Stored data:
Issue #219, opened 2021-11-18
Don't overwrite user aliases upon installation


arxanas:
See #218. Although we no longer overwrite aliases, apparently our config file takes precedence over the user one, so we still end up overwriting them in practice. (But at least the aliases can be safely removed later when uninstalling.)

One further complication is that we may want to update git-branchless aliases which already exist upon a fresh run of `init`, just not user aliases.

typesanitizer:
I was thinking the way to fix this would be to include other configuration files after including `branchless/config`.

```
[include]
        path = branchless/config
        path = "$PREFIX/etc/gitconfig" 
        path = "$XDG_CONFIG_HOME/git/config"
        path = "$HOME/.gitconfig"
```

(I'm not sure whether the above will work for Windows though; I was just following the `git-config` docs.)

Does that sound like a reasonable fix? Not entirely sure what complication you're referring to in:

> One further complication is that we may want to update git-branchless aliases which already exist upon a fresh run of init, just not user aliases.

IIUC this should work without problems if you add/delete aliases in `.git/branchless/config`, without having to care about which aliases are user defined, so long as you've added paths as above.

arxanas:
That would be ideal, but I don't know if

* libgit2 (or even the Git CLI) lets you control where to put the include
* if multiple non-consecutive include sections are allowed, which would potentially complicate the semantics

Actually, I suppose the include should go at the top of the file by default, so that any repo-specific aliases are also respected.

typesanitizer:
Yeah, I looked at it a bit more closely, but I don't think doing this using the API or CLI is possible.

We could just modify the file "by hand". Maybe we include comments as section markers.
```
# git-branchless section start
[include]
  # includes added by git-branchless
# git-branchless section end
# old configuration follows...
```
The section markers would make it easier to make the initial setup idempotent (which I understand is the case today).

It feels a little hacky, but I don't have any other bright ideas. Happy to submit a patch with an implementation if you're agree that's the right call.

arxanas:
@typesanitizer Will it still work if the alias is defined in the user's global `.gitconfig`, but the includes are defined in a repo-specific one? My understanding was that the git-branchless aliases would still override the global aliases, regardless of where they're placed in the file.

typesanitizer:
Yep, it should still work; I can include a test case or two 😄. In my testing, included configuration files get the priority of the file they were included in. So those aliases would gain higher priority.

typesanitizer:
[...]

PR #232, opened 2021-11-28
fix(init): avoid accidentally overriding user-defined aliases

typesanitizer:
Draft fix for #219.

What works: if you put an alias in `~/.gitconfig`, then it gets picked over aliases defined by `git-branchless`. So it does solve the immediate problem. This is verified by a new test case.

What doesn't work:
1. If `HOME` is unset, this will give an error. Is it safe to assume that `HOME` will always be set on Unixes?
2. Any other config files, such as `$XDG_CONFIG_HOME/git/config` get lower priority even if they are included later, you were right about that. It's not clear to me why `~` gets special treatment, but it does. 

    This is also why I initially got excited by the solution in the issue discussion, because I accidentally ended up trying the thing that worked manually first. 😬

Because of 1., a bunch of test cases start failing (HOME is unset), and I will probably need to add a special case for Windows. That said, given the drawbacks of this approach, I'm not sure if you want to go with this now. If you're fine with the approach, I'm happy to fix the tests + add the Windows special case. The other alternative is I can change the implementation strategy if you have a better idea on how all cases could be handled at once.

### DIFF
--- a/src/commands/init.rs
+++ b/src/commands/init.rs
@@ -7,6 +7,7 @@ use std::path::{Path, PathBuf};
 use console::style;
 use eyre::Context;
 use path_slash::PathExt;
+use regex::Regex;
 use tracing::{instrument, warn};
 
 use crate::core::config::{get_core_hooks_path, get_default_branch_name};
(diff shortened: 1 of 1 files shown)


arxanas:
If you add an include for `~/.gitconfig`, what happens to multivar configuration (like `core.gitproxy`)? Do they appear twice when listed with `git config --get-all`? If so, then I think we shouldn't re-include an already-applied configuration file, or it may unexpectedly change the behavior of something.

My suggested workaround is to figure out whether an alias of the given name already exists and was not defined by `git-branchless`, and if so, to skip installing that alias and delete the existing `git-branchless` alias, if any. It's not ideal, but it's something 🤷

arxanas (changes requested):
Putting back in your queue.

typesanitizer:
> If you add an include for ~/.gitconfig, what happens to multivar configuration (like core.gitproxy)? Do they appear twice when listed with git config --get-all? If so, then I think we shouldn't re-include an already-applied configuration file, or it may unexpectedly change the behavior of something.

Yep, it does show up twice.

> My suggested workaround is to figure out whether an alias of the given name already exists and was not defined by git-branchless, and if so, to skip installing that alias and delete the existing git-branchless alias, if any. It's not ideal, but it's something 🤷

Sounds like a reasonable compromise. I will get to this in a day or two.

arxanas:
Closing for now, re-open if you want a re-review.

**Exercise directions:** Find how many lines of the records hold the string "start", then give that number by itself.

**Completed exercise:** 2